Ketapang kabar Sulsel Indonesia.com Terlihat proyek konstruksi normalisasi di desa riam Bunut kecamatan sungai laur kabupaten Ketapang Kalimantan Barat,dikerjakan tanpa papan nama alias”proyek siluman,adalah tindakan yang melanggar prinsip transparansi dan aturan hukum di Indonesia.
Papan informasi proyek wajib dipasang agar masyarakat dapat mengetahui siapa pelaksana, nilai anggaran, dan waktu pengerjaan.
Supriadi ketua LSM tindak Indonesia Ketapang menyampai pada media ini 26/1/26 Pemasangan papan proyek bukanlah imbauan, melainkan kewajiban hukum yang diatur dalam beberapa peraturan.
“Undang-Undang No. 14 Tahun 2008 tentang Keterbukaan Informasi Publik (UU KIP): Proyek yang didanai negara wajib memberikan informasi publik, termasuk papan nama proyek.
“Peraturan Menteri PUPR Nomor 30 Tahun 2020: Mengatur teknis pemasangan papan proyek dengan bahan yang tidak mudah rusak (seperti plat besi), ukuran minimal 50×100 cm, dan diletakkan di tempat yang mudah dilihat.
“Perpres No. 54 Tahun 2010 dan Perpres No. 70 Tahun 2012: Mewajibkan pemasangan papan nama proyek untuk pekerjaan fisik.
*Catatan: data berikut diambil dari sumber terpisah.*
PR #792, opened 2023-07-25
Add `users/me/businesses` exception handling.

message-dimke:

Adding exception handling on a API call. Since there is still a check for businesses to be empty or not we can fallback to empty array in case of API call exception instead of throwing the exception and disconnect the user because of a failure up above in the code which is making the request.

### Additional details:

When user is onboarding, after the successful token save procedure we run two Pinterest API calls to fetch user information and businesses. If any of those two calls fail with exception we disconnect the user and reset the onboarding. Instead of throwing an exception when making a call to `users/me/businesses` we could handle the exception properly and introduce a fallback to an empty array of businesses. That is what this PR is doing.

### Changelog entry

> Tweak - Add Pinterest businesses API exception handling.

### DIFF
--- a/class-pinterest-for-woocommerce.php
+++ b/class-pinterest-for-woocommerce.php
@@ -1109,7 +1109,11 @@ if ( ! class_exists( 'Pinterest_For_Woocommerce' ) ) :
 				array_key_exists( 'is_partner', $account_data ) &&
 				! $account_data['is_partner'];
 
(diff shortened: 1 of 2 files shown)


ibndawood (approved):
Thank you, @message-dimke, for the changes. I looked into the `Base::make_request` and compared its params with the `get_linked_businesses` method. I confirm the return values and the exceptions.

PR #805, opened 2023-08-07
Update/optimize calls to advertisers countries

### LINKED ISSUE #800: Optimize calls to "advertisers/countries"
Part of https://github.com/woocommerce/pinterest-for-woocommerce/issues/790

High-level tasks: Optimize calls to "advertisers/countries"

Next step - analyze the usage and present an optimization strategy.

budzanowski:

Closes #800 .

We have been notified that there are too many calls to the `advertisers/countries` endpoint. This PR helps to reduce the number of calls via two things:

1. Increase the time for which the response is cached from 1 to 2 days. This endpoint is basically static so we could increase the number even higher if we would be forced to.
2. Detect if we are connected and if not abort the API call - go straight to the fallback list.

The plugin should not be connected.

1. Set a breakpoint at `Pinterest_For_Woocommerce_Ads_Supported_Countries::get_countries`
3. Open the Marketing -> Pinterest page.
4. Call to the `get_countries` should not trigger the API call but the fallback should be used.
5. Connect the plugin
6. After connection the call to the `get_countries` should trigger an API call ( first time )
7. Refresh the page - the next call should use the cached value.

### Changelog entry

> Tweak - Don't fetch the allowed countries list when not connected.
> Tweak - Increase allowed countries cache lifetime to two days.

### DIFF
--- a/includes/class-pinterest-for-woocommerce-ads-supported-countries.php
+++ b/includes/class-pinterest-for-woocommerce-ads-supported-countries.php
@@ -7,7 +7,6 @@
  */
 
 use Automattic\WooCommerce\Pinterest\API\Base;
-use \Exception;
 
 if ( ! defined( 'ABSPATH' ) ) {
 	exit;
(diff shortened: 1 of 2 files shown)


includes/class-pinterest-for-woocommerce-ads-supported-countries.php
```diff
@@ -6,7 +6,8 @@
  * @since 1.0.5
  */
 
-use  Automattic\WooCommerce\Pinterest\API\Base;
+use Automattic\WooCommerce\Pinterest\API\Base;
+use \Exception;
```
JPry: This file isn't namespaced, so this import doesn't have any effect. I also see a PHP warning generated.

```suggestion
```

JPry (approved):
Works as described, just needs the PHPCS fix and the one suggestion I made before merging.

Terang Supriadi
Lebih lanjut di tambahkan,sanksi untuk Kontraktor/Pelaksana Jika proyek pemerintah tidak memasang papan informasi, kontraktor dapat dikenakan sanksi, di antaranya
Sanksi administrasi/pemutusan kontrak,pengurangan nilai kontrak atau bahkan pemutusan kontrak jika kontraktor tidak mengindahkan teguran.
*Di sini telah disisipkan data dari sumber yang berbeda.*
PR #806, opened 2023-08-08
Fix add to cart event is not fired with add to cart Ajax button.

### LINKED ISSUE #789: Add to cart events on Ajax add to cart rely on WooCommerce Add to cart behaviour
### Describe the bug:

Issue opened for discussion to help confirm the expected behaviour:

Add to cart events aren't being tracked on themes or plugins using AJAX on the single product page when **Enable AJAX add to cart buttons on archives** isn't enabled in WooCommerce Add to cart behaviour in **WooCommerce > Settings > Products**.

Since AJAX add to cart from plugins/themes work without the option being enabled, Pinterest for WooCommerce should be able to track add to cart events when that option isn't enabled. 

### Steps to reproduce:

1. Go to WooCommerce > Settings > Products and uncheck both "Redirect to the cart page after successful addition" and "Enable AJAX add to cart buttons on archives"

2. Install and activate the [Ajax add to cart for WooCommerce](https://wordpress.org/plugins/woo-ajax-add-to-cart/) plugin (or another plugin offering similar functionality)
3. Add a product to the cart from the single product page via AJAX.
4. Check Pinterest tag helper and you'll find the add to cart event isn't fired.
5. Go to WooCommerce > Settings > Products and enable only "Enable AJAX add to cart buttons on archives"
6. Add a product to the cart from the single product page via AJAX and notice the add to cart event is fired as expected. 

### Expected behavior:

Add to cart event should be fired on Ajax add to cart even when "Enable AJAX add to cart buttons on archives" isn't enabled in WooCommerce. As far as I know, Ajax add to cart functionalities don't rely on the setting, so the Pinterest add to cart event shouldn't rely on it. 

### Actual behavior:

Add to cart events aren't fired on Ajax add to cart when "Enable AJAX add to cart buttons on archives" isn't enabled in WooCommerce.

### LINKED ISSUE #793: Add to cart events aren't tracked for Ajax add to cart
### Describe the bug:

Add to cart events aren't being tracked on themes or plugins using AJAX add to cart on the single product page.

### Steps to reproduce:

1. Install and activate the [Ajax add to cart for WooCommerce](https://wordpress.org/plugins/woo-ajax-add-to-cart/) plugin (or another plugin or theme offering similar functionality)
2. Add a product to the cart from the single product page via AJAX.
5. Check Pinterest tag helper and you'll find the add to cart event isn't fired.

(Note: for [Ajax add to cart for WooCommerce](https://wordpress.org/plugins/woo-ajax-add-to-cart/) plugin, you can get the add to cart event to fire by selecting "Enable AJAX add to cart buttons on archives" in WooCommerce > Settings > Product. See the [related bug report](https://github.com/woocommerce/pinterest-for-woocommerce/issues/789).)

### Expected behavior:

Add to cart event should be fired on Ajax add to cart on the single product page. 

### Actual behavior:

Add to cart events aren't fired on Ajax add to cart on the single product page.

message-dimke:

Closes #789 .
Closes #793 .

Add to cart events aren't being tracked on themes or plugins using AJAX on the single product page when Enable AJAX add to cart buttons on archives isn't enabled in WooCommerce Add to cart behaviour in WooCommerce > Settings > Products.

Removing _Enable AJAX add to cart buttons on archives_ value check not to affect add to cart events.

1. Checkout `fix/add-to-cart-event-with-ajax` branch.
2. Install Chrome Pinterest Tag Helper extension.
3. Make sure WooCommerce settings for `Redirect to the cart page after successful addition` and `Enable AJAX add to cart buttons on archives` are both set to `OFF`.

255561257-89ad0e91-46bb-4724-b4d0-3c9db844180c

4. Install [Ajax add to cart for WooCommerce](https://wordpress.org/plugins/woo-ajax-add-to-cart/) and Activate the plugin.
5. Open any product page and hit Add to cart button.
6. Check the request was made with AJAX.
7. Check Pinterest Tag Helper and search for Add to Cart event tracked.

Cursor_and_Beanie_–_WordPress

8. Deactivate _**Ajax add to cart for WooCommerce**_
9. Open any product page and hit Add to cart button.
10. Check the request was not AJAX and the page was reloaded.
11. Check Pinterest Tag Helper and search for Add to Cart event tracked.

Cursor_and_Beanie_–_WordPress-2

### Changelog entry

> Fix - Make add to cart events independent from WooCommerce archive page settings.

### DIFF
--- a/src/Tracking.php
+++ b/src/Tracking.php
@@ -100,7 +100,7 @@ class Tracking {
 			}
 
 			// AddToCart - ajax.
-			if ( 'yes' === get_option( 'woocommerce_enable_ajax_add_to_cart' ) && 'yes' !== get_option( 'woocommerce_cart_redirect_after_add' ) ) {
+			if ( 'yes' !== get_option( 'woocommerce_cart_redirect_after_add' ) ) {
 				add_action( 'wp_enqueue_scripts', array( __CLASS__, 'ajax_tracking_snippet' ), 20 );
 				add_filter(
 					'woocommerce_loop_add_to_cart_args',
--- a/tests/Unit/TrackingTest.php
+++ b/tests/Unit/TrackingTest.php
@@ -2,6 +2,8 @@
 
 namespace Automattic\WooCommerce\Pinterest;
 
+use Pinterest_For_Woocommerce;
+
 class TrackingTest extends \WP_UnitTestCase {
 
 	function setUp() {
@@ -10,10 +12,12 @@ class TrackingTest extends \WP_UnitTestCase {
 	}
 
 	function test_ajax_tracking_snippet_action_added() {
-		add_option( 'woocommerce_enable_ajax_add_to_cart', 'yes' );
-		add_option( 'woocommerce_cart_redirect_after_add', 'no' );
-		\Pinterest_For_Woocommerce::save_setting( 'track_conversions', true );
-		\Pinterest_For_Woocommerce::save_setting( 'tracking_tag', 'some-tag-id' );
+		// Deleting the option to make sure it does not affect tracking.
+		delete_option( 'woocommerce_enable_ajax_add_to_cart' );
+		update_option( 'woocommerce_cart_redirect_after_add', 'no' );
+
+		Pinterest_For_Woocommerce::save_setting( 'track_conversions', true );
+		Pinterest_For_Woocommerce::save_setting( 'tracking_tag', 'some-tag-id' );
 
 		Tracking::maybe_init();
 
@@ -25,5 +29,19 @@ class TrackingTest extends \WP_UnitTestCase {
 			10,
 			has_filter( 'woocommerce_loop_add_to_cart_args', array( Tracking::class, 'filter_add_to_cart_attributes' ) )
 		);
+	}
+
+	function test_ajax_tracking_snippet_action_is_not_added() {
+		// Deleting the option to make sure it does not affect tracking.
+		delete_option( 'woocommerce_enable_ajax_add_to_cart' );
+		update_option( 'woocommerce_cart_redirect_after_add', 'yes' );
+
+		Pinterest_For_Woocommerce::save_setting( 'track_conversions', true );
+		Pinterest_For_Woocommerce::save_setting( 'tracking_tag', 'some-tag-id' );
+
+		Tracking::maybe_init();
+
+		$this->assertFalse( has_action( 'wp_enqueue_scripts', array( Tracking::class, 'ajax_tracking_snippet' ) ) );
+		$this->assertFalse( has_filter( 'woocommerce_loop_add_to_cart_args', array( Tracking::class, 'filter_add_to_cart_attributes' ) ) );
 	}
 }


message-dimke:
Hey, @sukafia ! Here is the first fix.

src/Tracking.php
```diff
@@ -100,7 +100,7 @@ public static function maybe_init() {
 			}
 
 			// AddToCart - ajax.
-			if ( 'yes' === get_option( 'woocommerce_enable_ajax_add_to_cart' ) && 'yes' !== get_option( 'woocommerce_cart_redirect_after_add' ) ) {
+			if ( 'yes' !== get_option( 'woocommerce_cart_redirect_after_add' ) ) {
```
ibndawood, line 103: I'd like to understand why this condition was there in the first place. I checked the `ajax_tracking_snippet` and can see that it attaches a JS function to the `added_to_cart` event. 

Do we need these conditions if this event is triggered without these options? Can you please provide some context here.

tests/Unit/TrackingTest.php
ibndawood, line 1: Excellent work with the test cases.

ibndawood (approved):
Hey @message-dimke, thank you for the changes. They test well and look good to me. I've raised a question related to the context of the condition to understand the necessity of the condition, which is not a blocker.

src/Tracking.php
message-dimke: Hi, @ibndawood !

I'll tell you what I know. 
- `woocommerce_enable_ajax_add_to_cart` option is a setting of WooCommerce with a label of `Enable AJAX add to cart buttons on archives`. Archives, not product pages. So it is, at bare minimum, confuses our users. And I do not know why it was decided to use it elsewhere except archive pages.
- `woocommerce_cart_redirect_after_add` option speaks for itself and controls the redirect after Add to cart was clicked.

Next. We have a JS code shipped with WooCommerce which first checks for `woocommerce_cart_redirect_after_add` option enabled and redirect immediately or, if not, triggers JS `added_to_cart` event. 

All the above is WooCommerce codebase.

Now to Pinterest extension. We have a tracker which is a JS tracker. Also we have two strategies how to call events: **1.** we render JS function call immediately, e.g. adding a listener to the above `added_to_cart` WooCommerce JS event, or **2.** we store the JS code into transient and render it on the next page load (any page and if the user will abandon the site we will not have it ever rendered and reported to Pinterest).

The code you were looking at is a conditional code to render JS event to trigger `pintrk()` tracker function within JS if `woocommerce_cart_redirect_after_add` is `no`. There is some code below which hooks into `woocommerce_add_to_cart` event but inside its callback there is a condition to exit if `wp_doing_ajax()` is TRUE which makes JS and the hook mutually exclusive (even if it is not obvious at first sign). 

When the solution is not elegant, it is what it is and I decided not to refactor it because we are moving to v5 and I have a PR ready introducing another tracker - `Conversions API` with which I have all the tracking code refactored (including the above JS code removed) and if there is a case of website abandonment then at least one tracker will catch an `add to cart` event, because we are going to have both trackers: a JS one and an API. The last is always realtime (except bulk, which is not yet implemented).

ibndawood: Thank you so much, @message-dimke, for the time to explain the context of the condition. I really appreciate it. I've already approved the PR so you are good to merge it.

“Sanksi Hukum dan potensi denda yang diatur dalam UU Jasa Konstruksi atau UU Cipta Kerja (denda hingga ratusan juta rupiah).
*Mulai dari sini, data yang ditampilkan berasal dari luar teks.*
PR #811, opened 2023-08-09
Fix caching.

### LINKED ISSUE #807: Caching in make_request is not working.
### Describe the bug:
Calling get_list_of_ads_supported_countries always results in hitting the endpoint and the cache is not used.

### Steps to reproduce:

1. Connect the plugin
2. Set a breakpoint at get_list_of_ads_supported_countries
3. Go to Marketing -> Pinterest
4. Observe that the make_request value is not cached ( inside the make_request )

### Expected behavior:

Calls to make_request should be cached.

### Actual behavior:

The API call is done each time.

budzanowski:

Closes #807 .

The main change implemented in this PR is moving the lines that modify the `$api` parameter above the retrieval from the cache line. This fixes the cache issue. Since the `$api` parameter is used to calculate the cache key it is crucial that the cache retrieval and cache storing procedures observe the same value of the `$api` parameter. This was not the case when cache retrieval was done before the line that potentially changes the `$api` parameter.

1. Connect the plugin
2. Set a breakpoint at the `make_request` in the `get_list_of_ads_supported_countries`
3. Open Marketing -> Pinterest
4. Step into `make_request` observe cache behaviour
5. Subsequent calls to `make_requst` via ``get_list_of_ads_supported_countries` should properly use cache.

### Additional details:

1. Cache storing code was extracted into a separate method.
2. None critical code lines have been extracted out of `try` o make the `try` more obivious.

### Changelog entry

Fix - Caching of API calls.

### DIFF
--- a/src/API/Base.php
+++ b/src/API/Base.php
@@ -112,10 +112,7 @@ class Base {
 
 			$response = self::handle_request( $request );
 
-			if ( ! empty( $cache_expiry ) ) {
-				$cache_key = self::get_cache_key( $endpoint, $method, $payload, $api );
-				set_transient( $cache_key, $response, $cache_expiry );
-			}
+			self::maybe_cache_api_response( $endpoint, $method, $payload, $api, $response, $cache_expiry );
 
 			return $response;
 		} catch ( ApiException $e ) {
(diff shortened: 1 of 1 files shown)


ibndawood (approved):
Thank you, @budzanowski, for the changes. I tested the changes and noticed that difference in `ads` and `ads/` was causing the cache key to be different. With this fix, I can the cache being used.

budzanowski:
@ibndawood Thank you for the review.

Kontraktor berisiko mendapatkan evaluasi kinerja buruk sehingga sulit mendapatkan proyek di masa depan. tambah Supriadi
Mengapa papan informasi wajib? karena papan informasi bertujuan untuk transparansi publik mencegah tindak korupsi dan memastikan proyek bukan “siluman yang bergentayangan”.
“Papan proyek memudahkan warga memantau, misalnya jika pekerjaan tidak sesuai spesifikasi atau lambat.
Masyarakat berhak mempertanyakan dan melaporkan proyek yang tidak memiliki papan informasi.
“Proyek tanpa nama menunjukkan kurangnya transparansi dan berpotensi pekerjaan tidak sesuai spek (spesifikasi).tambahnya lagi.
Apa saja yang harus ada di papan Informasi?
Nama proyek/kegiatan.
Lokasi proyek.
Nama kontraktor pelaksana.
Nama konsultan pengawas.
Nilai kontrak (anggaran).
Jangka waktu pengerjaan (tanggal mulai dan selesai).
Supriadi minta agar dinas terkait bisa memeriksa kegiatan tersebut,apakah benar di kerjakan sesuai Rab dan sesuai spesifikasi,”kuat dugaan proyek di kerjakan saat ini artinya bekerja dalam denda,karena tidak ada penjelasan yang bisa di akses.Cetus Supriadi
Untuk berimbangnya pemberitaan jurnalis menghubungi Amat samli ketua BPD desa riam Bunut menanyakan proyek yang ada di desa,namun ketua BPD bilang jangankan pekerjaan datang dari luar desa,”yang di dalam desa saja kadang dak terdengar jawab ketua BPD singkat.
Dedi Iskandar kades riam bunut saat di tanya junalis terkait proyek yang tengah bekerja di desa yang di pimpinnya,
Ia menjawab mereka datang kekantor desa ngabarkan normalisasi sawah kemaren yang antar ada dari dinas pertanian ketapang ,”setau saya proyeknya dari provinsi,atau saya kirim nomor konsultan ya jawab kades
Dari media menghubungi pengurus dan konsultan proyek normalisasi sungai yang menggunakan tiga unit excavator Hermanto,via WhatsApp
Ia menjawab ,”saya hanya staff admin subcon dalam pelaksanaan pekerjaan itu bang,jawab nya
Terpantau di lapangan ada beberapa titik jalan beton retak akibat di injak excavator yang lewat di duga tidak ada pengawasan di lapangan.
Dari media kabar Sulsel Indonesia.com melanser pemberitaan dari Radin madia ini di terbitkan tidak ada jawabpan terkait yang signifikan dari pengurus, konsultan yang tidak bisa menjelaskan pertanyaan wartawan.